Fearing for our safety, Nanny has put one of her most "trusted" and "capable" friends on the job; dear old Lord Falconer, of The Dome, has been given the task of ensuring that the law protects us from evildoers.

Those of you with a good memory will recall that Lord Falconer of The Dome, single-handedly rescued Nanny from the Dome fiasco; by ensuring that all the blame for the taxpayer being saddled with the cost of this monstrous white elephant, fell upon his broad shoulders.

What a friend Nanny has in Lord F!

Now Lord F is working with Fungus Clarke on Nanny’s brilliant new wheeze, “House Arrest”. This is where people can be placed under house arrest without any form of trial.

Lord F discussed this proposal on Breakfast With Frost (not me, the other one!) by saying:

"That is not internment. That is not a police state. That is a sensible measure..".

However, some people are a little concerned about this “innovation”; likening it to similar practices used by third world dictatorships. Even Nanny’s own attorney-general has warned that the scheme is illegal.

Fear not my friends, Lord F had a plan.

Nanny Knows Best can exclusive reveal that Lord F will be adding a unique feature to the house arrest scheme; to provide “clear blue water” between it and other house arrest methods, used by third world tin pot dictatorships.

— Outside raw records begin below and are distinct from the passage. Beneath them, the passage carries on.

Issue #699, opened 2022-07-03
Should we generate an global enum using for all (new) enums which be use the "logic" like a numpad position? 


aismann:
Maybe this enum should be in a global class because many parts of the engine could use this enum like anchoring and what not, something like AnchorCorner enum or EdgePosition enum.

```
/**
 * @brief NumPadPosType can be used for all situations where to set the position on object like the numbers on the numpad
 */
enum NumPadPosType
{
    BOTTOM_LEFT    = 1,
    BOTTOM_CENTER  = 2,
    BOTTOM_RIGHT   = 3, 
    CENTER_LEFT    = 4,
    CENTER         = 5,
    CENTER_RIGHT   = 6,
    TOP_LEFT       = 7,
    TOP_CENTER     = 8,
    TOP_RIGHT      = 9
};
```

Where is the right place (file) for this 'global' enum?

DelinWorks:
i think `ccTypes.h` is a good place

aismann:
Thanks. I will send a PR

aismann:
> i think `ccTypes.h` is a good place

Or a new file like: 'ccEnum.h' is a better place for the future?

DelinWorks:
that's actually a good idea, wanna do it or do i do it? you'd have to move every enum that the engine uses there

aismann:
Maybe you are more familiar with enums on adxe.
Please add you it.
Better you are not change the existing enums at the moment because of backwards compatibility.
The only one enum should be 'FPSPosition' because it is new.

DelinWorks:
> MaBetter you are not change the existing enums at the moment because of backwards compatibility.

This won't hurt backwards compatibility because the enums that are previously used are going to be exposed anyways but in another file.

aismann:
I have start it (PR with no new file: ccEnum.h).
I will push it now. Ok?

DelinWorks:
This issue can be closed now as it's dealt with in #702

aismann:
closed

PR #700, opened 2022-07-03
 Global NumPadPosType can be used for all situations where to set the position on object like the numbers on the numpad

aismann:


aismann:
see also #699

DelinWorks:
Wait so you want to create `ccEnums.h`?

DelinWorks:
Maybe rename the `NumPadPosType` enum to `PositionAnchor` more comprehensible.

aismann:
> Wait so you want to create `ccEnums.h`?

Im  in a hurrry. would only add the changes because it would be reduce the work.
But if it should be rename again so the  pr can be deleted and you start it with new.

DelinWorks:
yeah delete the PR i'll do it

aismann:
> yeah close the PR i'll do it

Thanks.

PR #702, opened 2022-07-03
[PROPOSAL] Move global enums to their own file.

DelinWorks:
Any enums that exist outside of a class in any source file should be moved to `base/ccEnums.h`. Otherwise, If they are in a class or a cpp file they should stay there.


aismann:
Is it a good idea to change the  setFPSPos()   to   setStatsAnchor();
setFPSPos() was selfdescribe, and using the global 'enum class AnchorPreset' should not have the name of it.

DelinWorks:
it's actually fine becuase the AnchorPreset is called like that in other game engines like unity and godot because when you make datatypes you shouldn't tie them to anything but make them generic types, this a more pratical way.

as for setFPSPos it was changed to setStatsAnchor to make it close to the function setDisplayStats, notice how they both use the word stats.

that seemed logical to me! do you want me to revert it?

DelinWorks:
it's actually fine becuase the AnchorPreset is called like that in other game engines like unity and godot because when you make datatypes you shouldn't tie them to anything but make them generic types, this a more pratical way.

as for setFPSPos it was changed to setStatsAnchor to make it close to the function setDisplayStats, notice how they both use the word stats.

that seemed logical to me! do you want me to revert it?

aismann:
I removed my question before you answer. I think its ok.
But if I use setFPSPos on games is easier to read.
setStatsAnchor is only a learning issue. for me.

aismann:
> setStatsAnchor to make it close to the function setDisplayStats,
  
different names are bad:
better?
setStatsAnchor and setStatsDisplay ?

DelinWorks:
Wouldn't that break compatibility?

aismann:
> Wouldn't that break compatibility?

I'm not sure but for backwards compatibility we have to ADD the new function like this:
```
 bool isDisplayStats() { #pragma message(": Warning: Deprecated function: Use isStatsDisplay()");return isStatsDisplay(); }
 bool isStatsDisplay() { return _displayStats; }
```

aismann:
> > setStatsAnchor to make it close to the function setDisplayStats,
> 
> different names are bad: better? setStatsAnchor and setStatsDisplay ?

And of course. Im not sure the name be better.

DelinWorks:
> > > setStatsAnchor to make it close to the function setDisplayStats,
> > 
> > 
> > different names are bad: better? setStatsAnchor and setStatsDisplay ?
> 
> And of course. Im not sure the name be better.

No it's actually better! also I think backwards compatibility shouldn't be worried about when It's a simple function name.

halx99 (changes requested):
Please delete the build file:
image

DelinWorks:
Okay @halx99 I'm done you can merge

Issue #688, opened 2022-06-30
[PROPOSAL] Change class name `Sprite3D` to `MeshRenderer`


DelinWorks:
I think that the name `Sprite3D` is unclear because it means a sprite in 3d space and not actually a 3d model being rendered and that's what got me and multiple people in the cocos forums confused, Don't you think the name of the node should be `MeshRenderer` or `ModelRenderer` or something else as to make it clear?

halx99:
I prefer MeshRenderer

solan-solan:
If I may, some meanings about this fix.
Cocos2d has decade time of developing, with stable well known api. Potentially it could relatively light to go from cocos2d to adxe, for guys who used to use it, since it does not supported any more.
Of cause adxe is more deep fork, which brings more own features. But do you really have something about 3d space rendering support in your roadmap in the near future?
If not, then such changes gives no more then some cosmetic/logical iproves with much bigger pain to customize existing projects. These changes good after quality step, otherwise they looks like hasty.

halx99:
Use `typedef` to mark old name deprecated maybe better

solan-solan:
filenames were changed also

solan-solan:
User can include Sprite3D.h if he desire to extend its behavior for his project, it's c++ after all

halx99:
That also easy to solve it， create a empty file named Sprite3D.h in folder 3d and add one line code to include ccmeshrenderer.h

获取Outlook for Android<https://aka.ms/AAb9ysg>
________________________________

solan-solan:
Ok, thanks for advise, I will do (material 3d is needed also for me)

I only wanted to notice, that everything is good when it is in time :) , now there were no visible reasons for such deviations from cocos api (imho of course)

halx99:
Do you work for `https://github.com/solan-solan/HeightMap`, I can help you

solan-solan:
This is example of using some technics, which I use in my more bigger project which supposed to be like rpg/action game in openworld (no so big like AAA projects of course, but it should include adventure/fight/quest/dialogs). The example includes postprocessing implementation base on render to texture which is provided by adxe/cocos and base building of 3d world space. It should represented that adxe/cocos are good choice for simple 3d games which are more interesting to my like.
And now, since cocos is not supported, I hope more on adxe engine.
I see how busy you are on engine support.
What help do you mean? I believe, that I can fix my things, but it happened a little unexpected

halx99:
[...]

PR #705, opened 2022-07-04
[IMPROVMENT] Change class name `Sprite3D` to `MeshRenderer`

DelinWorks:
Refer to #688


aismann:
We should generate a list of rename function, classes, etc
<old>  <new>
...

DelinWorks:
Good catch! I'll add it in this PR along with `Director` functions that were changed.

DelinWorks:
Okay @halx99 I'm done with my commits.

halx99 (approved):

aismann:
Maybe a list of new functions, classes, etc is also helpfull?
and add it to a doc like 'NEW_API.md'
Can be  a seperate build of course

DelinWorks:
> Maybe a list of new functions, classes, etc is also helpfull? and add it to a doc like 'NEW_API.md' Can be a seperate build of course

that's actually handled in `CHANGELOG.md` in the root directory of the repo

aismann:
> > Maybe a list of new functions, classes, etc is also helpfull? and add it to a doc like 'NEW_API.md' Can be a seperate build of course
> 
> that's actually handled in `CHANGELOG` file in the root directory of the repo

The new: 'enum AnchorPreset' will be found there?

halx99:
Merge first

PR #708, opened 2022-07-05
Update SimpleSnakeScene.cpp

aismann:
fix:   Director::getInstance()->setStatsAnchor(AnchorPreset::...);


halx99:
> BTW: I will maintenance the "game" on my own side now. Its easier to handle new stuff and pull it on githup. So no longer stress with SimpleSnake here on adxe repository. ;) Everybody can use this example here to start with adxe of course.

Yes, you can add a link refer to your own repo

Issue #706, opened 2022-07-05
Concerns regarding RngSeed implementation


rh101:
At the moment the implementation uses calculations like this:

    int32_t range(int32_t min, int32_t max)
    {
        return floor(min + static_cast<float>(rand()) / (static_cast<float>(RNG_RAND_MAX / (max - min))));
    }

No focus on this part of the code:
`static_cast<float>(RNG_RAND_MAX / (max - min))`

Which is effectively `RNG_RAND_MAX / (max - min)`, an integer division, before it is typecast to a float.  

If you pass a value of min = 10, and max = 1000, you will get this:

RNG_RAND_MAX / (max - min) = 4294967295 / (1000 - 10) = **4338350**

Converting the result of that to a float is not required here, since the numerator has already been typecast to a float, the `static_cast<float>(rand())`.

That brings us to the next concern.  Should it actually have been this instead:

` static_cast<float>(RNG_RAND_MAX) / (max - min)`

Where it would result in a floating point division, and the end result for min = 10 and max = 1000 would be this:

static_cast<float>(RNG_RAND_MAX) / (max - min) = 4294967295.0F / (1000 - 10) =  **4338351**

What should be the correct implementation, since each ends up with a different result?  As it is, the code doesn't make sense, since the current implementation is doing an integer division, which is an integer result, and typecasting it to a float makes no difference whatsoever.

rh101:
Also, the RngSeed.hpp is missing include statements, namely:

```
#include <cmath>
#include <limits.h>
```

It's compiling correctly as it is because of the order of compilation, but it should explicitly list the includes that it requires.

DelinWorks:
I've been thinking about it too, it needs a major overhaul including making `max` arguments exclusive NOT inclusive.

rh101:
If you're going to create a PR, please also typecast the result on the return statement to stop all the warnings coming up during compilation. For example:

    int32_t range(int32_t min, int32_t max)
    {
        return floor(min + static_cast<float>(rand()) / (static_cast<float>(RNG_RAND_MAX / (max - min))));
    }

Needs a cast added like this:

    int32_t range(int32_t min, int32_t max)
    {
        return static_cast<int32_t>(floor(min + static_cast<float>(rand()) / (static_cast<float>(RNG_RAND_MAX / (max - min)))));
    }

Otherwise, the compiler throws out a lot of warnings about the conversion.

halx99:
Does the c++11 random library enough?

[...]

PR #710, opened 2022-07-05
[IMPROVMENT] Rename `RngSeed` to `FastRNG`.

DelinWorks:
Refer to #706

### DIFF
--- a/RENAMED_TYPES.md
+++ b/RENAMED_TYPES.md
@@ -1,8 +1,10 @@
 adxe-1.0 ??
 
-### Classes & Types
-* ```Sprite3D``` => ```MeshRenderer```
+### Classes & Structs
+* ```RngSeed``` => ```FastRNG``` UNDER ```math/FastRNG.h```
+* ```Sprite3D``` => ```MeshRenderer``` UNDER ```3d/CCMeshRenderer.h```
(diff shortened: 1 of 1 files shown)


rh101:
@DelinWorks Avoid committing unrelated changes at the same time, and the same goes for the PR.  In this PR there are changes to the `RENAMED_TYPES.md`, which has nothing to do with the random number generator.

There are many reasons for why this is important, so for future commits and PRs, please do try to avoid this.

DelinWorks:
> @DelinWorks Avoid committing unrelated changes at the same time, and the same goes for the PR. In this PR there are changes to the `RENAMED_TYPES.md`, which has nothing to do with the random number generator.
> 
> There are many reasons for why this is important, so for future commits and PRs, please do try to avoid this.

It is related I don't know what you mean

rh101:
> It is related I don't know what you mean

The changes made to the text in the RENAMED_TYPES.md file have nothing to do with the FastRNG changes.  

You can see two commits here:

image

Both of them, I assume, went into the same branch, which is actually what caused the issue.

For each specific issue, you should create a separate branch, commit to it, and then create the PR from that. In this case, they should have been to two different branches.  Once the PR is merged (or no longer required for that specific issue), then the branch can be deleted.

DelinWorks:
Fair enough!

British house arrest will mean being incarcerated in the Big Brother House with Jade Goody, John McCririck and Sylvester Stallone’s mum. The house would be shown live on E4, 24 hours a day.

Nanny's Housemates

Lord F believes that this "populist measure" will satisfy the "bleeding heart liberals" and provide, via sponsorship, a much needed fillip to government funds.

However, not all are convinced as to the benefits of this new scheme; a spokesman from Amnesty said:

"They shoot horses don’t they?".

What do you think Ladies and Gentlemen?

Are you proud that Britain is adopting a method of imprisonment used by third world dictatorships?